Dataset entries:
★ ★ ★ ★ ★ ★ ★

PR #1887, opened 2026-06-01
Revert "fix: gate AddedCoursesList skeleton when schedule is empty"

dsnsgithub:
The added course skeleton broke after #1881 (at least on prod with my schedule), as it displays the "no courses added" before skipping to my loaded courses.

Reverts icssc/AntAlmanac#1881


KevinWu098 (approved):
Hm cursor had some reason for doing it but I can't remember why... your problem is clear/obvious tho so

dsnsgithub:
Cubic took feedback about "no skeleton on empty first-load" when I was creating the loading skeleton, then hallucinated a problem when you made some changes to it. Cursor probably read the Cubic comment.

no skeleton on empty first-load != move empty state above loading skeleton

Can't trust Cubic for everything :pensive:.

PR #1888, opened 2026-06-01
refactor: replace GeDataFetchProvider with includeRelatedCourses on GE searches

KevinWu098:
## Summary

Removes `GeDataFetchProvider`, which refetched each course with `ge: ANY` while keeping advanced filters. When the user selects at least one GE category, the initial WebSOC query now passes `includeRelatedCourses=true` so Anteater API returns all sections for courses that match the search.

## Behavior

| Search | Before | After |
|--------|--------|-------|
| GE only | Extra AAPI call per course row; same sections | One query; same sections |
| GE + building/days/etc. | Section table often still filter-truncated | Full course sections when any section matches |
| Building only (no GE) | Unchanged | Unchanged — flag not sent |

## Implementation

- `getQueryParams` sets `includeRelatedCourses: 'true'` when `getSelectedGEs(ge).length > 0`
- `CourseListItem` always renders `SectionTable` from the list search payload
- Deleted `GEDataFetchProvider.tsx`

<div><a href="https://cursor.com/agents/bc-d56e4c4e-002a-4b77-889b-07f4788529a2"><picture><source media="(prefers-color-scheme: dark)" srcset="https://cursor.com/assets/images/open-in-web-dark.png"><source media="(prefers-color-scheme: light)" srcset="https://cursor.com/assets/images/open-in-web-light.png">Open in Web</picture></a>&nbsp;<a href="https://cursor.com/background-agent?bcId=bc-d56e4c4e-002a-4b77-889b-07f4788529a2"><picture><source media="(prefers-color-scheme: dark)" srcset="https://cursor.com/assets/images/open-in-cursor-dark.png"><source media="(prefers-color-scheme: light)" srcset="https://cursor.com/assets/images/open-in-cursor-light.png">Open in Cursor</picture></a>&nbsp;</div>


KevinWu098:
Although initially promising, `includeRelatedCourses` is too broad for AA's specific use case. Specifically, we "enrich" WebSOC requests with a specified GE, which only return the lectures (bit of a simplification), with the entire course (this is the lecture AND the discussions etc). 

`includeRelatedCourses` enables queries to return the entire course so long as at least one section matches the given parameters. This is, however, too broad.

Take for instance `SOCIOL 1`, which is GE 3 and has a lecture held in BS3 1200. Were we to use `includeRelatedCourses` with GE 3 AND a filter on location for BS3 1200, we would receive back every SOCIOL 1 course, including lectures which are NOT held in BS3 1200. 

Now, the semantics of what filtering should mean are a little hazy (e.g. if you filter by building, you may very likely receive course results which only contain a discussion section, which is not useful on its own). But rather than introduce new behavior, I'd rather us keep our existing behavior which is more specific, if more code heavy.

★ ★ ★ ★ ★ ★ ★

Your answer should be the exact lines above from the one with "Can't trust Cubic for everything :pensive:." through the one with "## Implementation", both included, and nothing besides.

Can't trust Cubic for everything :pensive:.

PR #1888, opened 2026-06-01
refactor: replace GeDataFetchProvider with includeRelatedCourses on GE searches

KevinWu098:
## Summary

Removes `GeDataFetchProvider`, which refetched each course with `ge: ANY` while keeping advanced filters. When the user selects at least one GE category, the initial WebSOC query now passes `includeRelatedCourses=true` so Anteater API returns all sections for courses that match the search.

## Behavior

| Search | Before | After |
|--------|--------|-------|
| GE only | Extra AAPI call per course row; same sections | One query; same sections |
| GE + building/days/etc. | Section table often still filter-truncated | Full course sections when any section matches |
| Building only (no GE) | Unchanged | Unchanged — flag not sent |

## Implementation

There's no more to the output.